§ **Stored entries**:
+ + + +

Issue #958, opened 2025-08-21
Media Replacement without changing URL


nayemDevs:
## Objective

Allow users to replace existing media files with updated versions **without changing the URL** or breaking any existing embeds (on WordPress, external sites, or via API).

## Suggested Workflow

Update 1 Dec 2025: https://docs.google.com/document/d/1vPk-CLEUv6p_09sHJYgTyiBZg-xqRTVaZ0DoyUWh8rM/edit?tab=t.0#heading=h.sgccb83hhdf0

Original workflow:

1. **Select Media to Replace**
   - User selects an asset in Media Library.
   - Clicks **"Replace Media"** option in media details view.

2. **Upload New Media**
   - User uploads a new file (same media type).
   - System validates:
     - File type matches (video → video, image → image, etc.)
     - Format supported (codec, resolution, duration checks).
     - Warning if mismatch.

3. **Versioning System**
   - Old file archived as **Version n-1**.
   - New file stored as **Version n** but retains **same media ID & URL**.
   - Rollback option available from version history.

4. **Storage & CDN Update**
   - New file uploaded to GoDAM storage.
   - CDN cache purged → fresh file available worldwide.
   - Metadata (title, description, tags) preserved unless user edits.

5. **WordPress Plugin Sync**
   - GoDAM triggers webhook → WP plugin updates local media record.
   - WP keeps same URL in embeds, shortcodes, and Gutenberg blocks.
   - Seamless for WooCommerce product media & blog posts.

6. **Notifications & Logs**
   - User notified: *“Media replaced successfully. All embeds updated.”*
   - Activity log entry created:
     ```
     Media ID 123 replaced by [user] on [date]
     ```
   - Rollback action available in the log.

### GoDAM Central
- [ ] Implement **Replace Media** action in Media Library.
- [ ] Add **file validation** (type, size, codec).
- [ ] Build **versioning system** with rollback support.
- [ ] Handle **storage overwrite + CDN purge**.
- [ ] Trigger **webhook event** (`media.replaced`).
- [ ] Add **activity logs** for audit trail.

### WordPress Plugin
- [ ] Listen for **`media.replaced` webhook**.
- [ ] Update local DB record but **retain same URL**.
- [ ] Ensure Gutenberg blocks & shortcodes remain functional.
- [ ] Add UI notice in WP Admin after replacement.
- [ ] Test WooCommerce product media sync.
- [ ] Provide optional **rollback UI** (restore previous version).

## Acceptance Criteria

[...]

PR #1784, opened 2026-04-14
feat: Add Virtual Media Registrar and Migration classes for handling virtual media integration

shreyasikhar:
### Summary

This PR introduces two classes that allow a WordPress site to integrate as a **virtual media site** with GoDAM Central. When a virtual media attachment (identified by `_godam_original_id` meta) is added to the Media Library, this site is automatically registered with GoDAM Central so it receives transcoder callbacks for that job. A companion REST API endpoint allows GoDAM Central to trigger a one-time migration that reconciles all existing virtual attachments.

---

#### `inc/classes/class-virtual-media-registrar.php` _(new)_

Singleton class that hooks into the WordPress attachment lifecycle to keep site registration with GoDAM Central in sync.

**Registration** (`add_virtual_media_site`)
- Fires on `added_post_meta` / `updated_post_meta` (priority 10) when `_godam_original_id` is written, and on `add_attachment` (priority 21) as a fallback — priority 22 ensures it runs after the transcoding is complete for the new attachment.
- Requires `rtgodam-api-key` option and `RTGODAM_API_BASE` constant; returns `WP_Error` early if either is missing.
- Calls `godam_core.api.transcoder_job.add_virtual_media_site` on GoDAM Central with `job_name`, `site_url`, `callback_url`, and `api_key`.

**De-registration** (`remove_virtual_media_site`)
- Hooks `before_delete_post` to detect when a virtual attachment is deleted.
- Calls `godam_core.api.transcoder_job.remove_virtual_media_site` on GoDAM Central with `job_name`, `site_url`, and `api_key`.
- Logs failures via `error_log` without blocking the delete operation.

#### `inc/classes/rest-api/class-virtual-media-migration.php` _(new)_

REST endpoint for GoDAM Central to trigger a migration pass over all existing virtual attachments on this site.

image

- **Route:** `POST /godam/v1/virtual-media-migration`
- **Auth:** `api_key` body param validated with `hash_equals` against the stored `rtgodam-api-key` option.
- **Response:** returns `site_url`, `callback_url`, and a deduplicated array of `job_ids` — all `_godam_original_id` values from attachments that have a non-empty value for that meta key.
- `get_job_ids_for_migration()` queries attachments in batches of 100 (paginated `WP_Query`) to avoid memory issues on large sites, then returns `array_values( array_unique( $job_ids ) )`.

---

### Meta keys used

| Key | Purpose |
|---|---|
| `_godam_original_id` | Stores the GoDAM job name for a virtual attachment (pre-existing) |

---

### Testing

1. Add a virtual attachment (one with `_godam_original_id` set) — confirm `godam_core.api.transcoder_job.add_virtual_media_site` is called
2. Add the same attachment again / update its meta — confirm the registration API call is **not** repeated.
3. Delete the virtual attachment — confirm `godam_core.api.transcoder_job.remove_virtual_media_site` is called.
4. `POST /godam/v1/virtual-media-migration` with a valid `api_key` — confirm the response includes `site_url`, `callback_url`, and a correct deduplicated `job_ids` array.
5. Call the migration endpoint with an invalid/missing `api_key` — confirm a `403` is returned.

## Issue

https://github.com/rtCamp/godam/issues/958#issuecomment-4191158343
https://github.com/rtCamp/godam/issues/958#issuecomment-4197660474

Slack thread for reference: https://rtcamp.slack.com/archives/C25QZJ50B/p1776062860628749?thread_ts=1776051004.034789&cid=C25QZJ50B


inc/classes/class-virtual-media-registrar.php
```diff
@@ -0,0 +1,271 @@
...
+			'job_name' => $job_name,
+			'site_url' => get_site_url(),
+			'api_key'  => $api_key,
+		);
+
+		$response = wp_remote_post(
+			$endpoint,
+			array(
+				'method'  => 'POST',
+				'timeout' => 30,  // phpcs:ignore WordPressVIPMinimum.Performance.RemoteRequestTimeout.timeout_timeout
```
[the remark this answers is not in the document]
shreyasikhar: Reduced it

inc/classes/class-virtual-media-registrar.php
```diff
@@ -0,0 +1,271 @@
...
+
+	/**
+	 * Boot hooks.
+	 *
+	 * @return void
+	 */
+	protected function setup_hooks() {
+		add_action( 'added_post_meta', array( $this, 'maybe_register_from_meta_change' ), 10, 3 );
+		add_action( 'updated_post_meta', array( $this, 'maybe_register_from_meta_change' ), 10, 3 );
+		add_action( 'add_attachment', array( $this, 'maybe_register_from_attachment' ), 22, 1 );
```
subodhr258: WordPress fires the `add_attachment` hook before `_godam_original_id` is set, so `register_site_for_attachment_if_needed` will always early return with `true` here. I think we can remove this hook for `maybe_register_from_attachment`.

inc/classes/rest-api/class-virtual-media-migration.php
```diff
@@ -0,0 +1,147 @@
...
+					'post_status'    => 'inherit',
+					'fields'         => 'ids',
+					'posts_per_page' => $posts_per_page,
+					'paged'          => $current_page,
+					'orderby'        => 'ID',
+					'order'          => 'ASC',
+					'meta_query'     => array(  // phpcs:ignore WordPress.DB.SlowDBQuery.slow_db_query_meta_query
+						'relation' => 'AND',
+						array(
+							'key'     => '_godam_original_id',
```
subodhr258: The hardcoded key can be replaced with this:
`'key' => \RTGODAM\Inc\Virtual_Media_Registrar::META_ORIGINAL_ID,`

inc/classes/rest-api/class-virtual-media-migration.php
```diff
@@ -0,0 +1,147 @@
...
+							'compare' => 'EXISTS',
+						),
+						array(
+							'key'     => '_godam_original_id',
```
subodhr258: The hardcoded key can be replaced with this:
`'key' => \RTGODAM\Inc\Virtual_Media_Registrar::META_ORIGINAL_ID,`

inc/classes/rest-api/class-virtual-media-migration.php
```diff
@@ -0,0 +1,147 @@
...
+			);
+
+			$query_count = count( $query->posts );
+
+			if ( empty( $query_count ) ) {
+				break;
+			}
+
+			foreach ( $query->posts as $attachment_id ) {
+				$job_id = get_post_meta( $attachment_id, '_godam_original_id', true );
```
subodhr258: Above we are getting all the IDs and then we're calling `get_post_meta()` for every single ID, O(N+1).

You can get the Job ID as well for this, in one single query, something like this:


```php
global $wpdb;

$job_ids = $wpdb->get_col(
    $wpdb->prepare(
        "SELECT DISTINCT meta_value
         FROM {$wpdb->postmeta} pm
         INNER JOIN {$wpdb->posts} p ON p.ID = pm.post_id
         WHERE pm.meta_key = %s
           AND pm.meta_value != ''
           AND p.post_type = 'attachment'
           AND p.post_status = 'inherit'",
        '_godam_original_id'
    )
);
```

subodhr258 (commented):
Reviewed the code, added some comments

inc/classes/class-virtual-media-registrar.php
shreyasikhar: We are setting the meta here https://github.com/rtCamp/godam/blob/main/inc/classes/rest-api/class-media-library.php#L1581-L1586 on the same `add_attachment` hook with priority 1.

inc/classes/rest-api/class-virtual-media-migration.php
shreyasikhar: This works, but it won't be cached.

Do you want me to use transients to avoid query hitting the DB directly.

```php
$job_ids = get_transient( 'rtgodam_virtual_media_job_ids' );

if ( false === $job_ids ) {
    global $wpdb;
    $job_ids = $wpdb->get_col( $wpdb->prepare( 
        "SELECT DISTINCT meta_value FROM {$wpdb->postmeta} pm 
         INNER JOIN {$wpdb->posts} p ON p.ID = pm.post_id 
         WHERE pm.meta_key = %s AND pm.meta_value != '' 
         AND p.post_type = 'attachment'", 
        '_godam_original_id' 
    ) );
    set_transient( 'rtgodam_virtual_media_job_ids', $job_ids, HOUR_IN_SECONDS );
}
```

shreyasikhar: Implemented the above

KMchaudhary:
@shreyasikhar, I have tested the PR changes with @geekofshire  and found that the virtual media deletion function `remove_virtual_media_site` itself is not triggering from our plugin end. I verified it by adding the debug log.

- Old virtual media migration is working fine.
- New virtual media registration is also working fine.
- Old VM and new VM deletion requests to Frappe are not being sent from our plugin.

In short, the `api/method/godam_core.api.transcoder_job.remove_virtual_media_site` call is not triggered from our plugin when the attachment is deleted.

shreyasikhar:
@KMchaudhary Thanks for the report. I have fixed the problem by updating the hook with the right one that runs for attachments. Can you please re-check?

KMchaudhary:
@shreyasikhar @geekofshire, there is one testcase we should consider. If the user adds/deletes virtual media in bulk, in that case we should make sure the operation registration/de-registration operation will not break due to the rate-limit on new endpoints. We used to get such errors for API Key verifications. 
cc: @elifvish

geekofshire:
@KMchaudhary These APIs are not rate-limited, so we should not face this error

KMchaudhary (approved):
@shreyasikhar 
It will be good if we can collect all the add/remove attachment requests and send an API call to Frappe to update those attachments.

**Suggestions:**
We can use the hooks with a higher priority to collect the added/deleted attachments data, and then use the low-priority hook to send api call for the collected data.

shreyasikhar:
Ok, suggestion LGTM.
But, since @geekofshire confirmed that these APIs are not rate limited and we should not face this error. I think we can skip this optimization as of now. 
If needed later, we can do it. Also, I think the API needs to accept multiple job ids, so with one API call we can send multiple job ids during bulk operation.

elifvish (changes requested):
1. Duplicate API calls per attachment — registration fires 2+ times
The hooks overlap for a single virtual media creation. In [class-media-library.php:1645-1672](vscode-webview://1uantt3of5i1f6v1b9bqbf98ulhfpr2146h0kcj3m38evi76k4uh/inc/classes/rest-api/class-media-library.php#L1645-L1672):

The pre-setter sets _godam_original_id at add_attachment priority 1 → triggers added_post_meta → HTTP call 1.
add_attachment priority 22 (this new class) → HTTP call 2.
update_post_meta at line 1668 may fire updated_post_meta if the row state differs → HTTP call 3.
There is no idempotency / "already registered" guard. Suggest tracking registration in a per-attachment meta (e.g. _godam_virtual_site_registered) and short-circuiting if present, or storing a hash of {job_name, site_url} so re-registration only fires when something material changes.

2. Errors from registration are silently dropped
[class-virtual-media-registrar.php:108](vscode-webview://1uantt3of5i1f6v1b9bqbf98ulhfpr2146h0kcj3m38evi76k4uh/inc/classes/class-virtual-media-registrar.php#L108) register_site_for_attachment_if_needed returns WP_Error but the two hook callbacks (maybe_register_from_meta_change, maybe_register_from_attachment) discard the return. A site that never registers will fail silently forever. Mirror the error_log you already added in maybe_remove_virtual_media_site_on_delete.

3. Synchronous HTTP in hot paths blocks WP requests
add_attachment priority 22 with a 10-second timeout blocks every upload.
delete_attachment blocks bulk deletes by up to 5 s each.
Consider deferring via Action Scheduler (as_enqueue_async_action) — the existing code already uses it elsewhere ([class-video-migration.php:260,396](vscode-webview://1uantt3of5i1f6v1b9bqbf98ulhfpr2146h0kcj3m38evi76k4uh/inc/classes/rest-api/class-video-migration.php#L260)).

4. Migration endpoint transient is never invalidated
[class-virtual-media-migration.php:104-118](vscode-webview://1uantt3of5i1f6v1b9bqbf98ulhfpr2146h0kcj3m38evi76k4uh/inc/classes/rest-api/class-virtual-media-migration.php#L104-L118) caches rtgodam_virtual_media_job_ids for 1 hour but the registrar never calls delete_transient when new virtual media is added or one is deleted. Central can receive stale lists for up to an hour after changes. Invalidate in both register_site_for_attachment_if_needed and maybe_remove_virtual_media_site_on_delete.

@subodhr258 the first point, I need you to look into as this seems to pre exsisting, I need to know the reason for this

shreyasikhar:
Thanks @elifvish for the feedback.

I have addressed your queries:
1. Added idempotency checks for duplicate registrations, also removed `add_attachment` hook callback since post meta cover this case.
2. Errors from registration will now be logged 
3. Used Action Scheduler to avoid HTTP request delays
4. Added invalidation to Migration endpoint transient

 I have tested the new changes. Please let me know if any more feedback.

elifvish (approved):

+ + + +

§ **Assignment**:
Give again, exactly as written, the lines running from the first line of the data above through the line that contains "- New file uploaded to GoDAM storage.".

§ **Reply to the exercise**:
Issue #958, opened 2025-08-21
Media Replacement without changing URL


nayemDevs:
## Objective

Allow users to replace existing media files with updated versions **without changing the URL** or breaking any existing embeds (on WordPress, external sites, or via API).

## Suggested Workflow

Update 1 Dec 2025: https://docs.google.com/document/d/1vPk-CLEUv6p_09sHJYgTyiBZg-xqRTVaZ0DoyUWh8rM/edit?tab=t.0#heading=h.sgccb83hhdf0

Original workflow:

1. **Select Media to Replace**
   - User selects an asset in Media Library.
   - Clicks **"Replace Media"** option in media details view.

2. **Upload New Media**
   - User uploads a new file (same media type).
   - System validates:
     - File type matches (video → video, image → image, etc.)
     - Format supported (codec, resolution, duration checks).
     - Warning if mismatch.

3. **Versioning System**
   - Old file archived as **Version n-1**.
   - New file stored as **Version n** but retains **same media ID & URL**.
   - Rollback option available from version history.

4. **Storage & CDN Update**
   - New file uploaded to GoDAM storage.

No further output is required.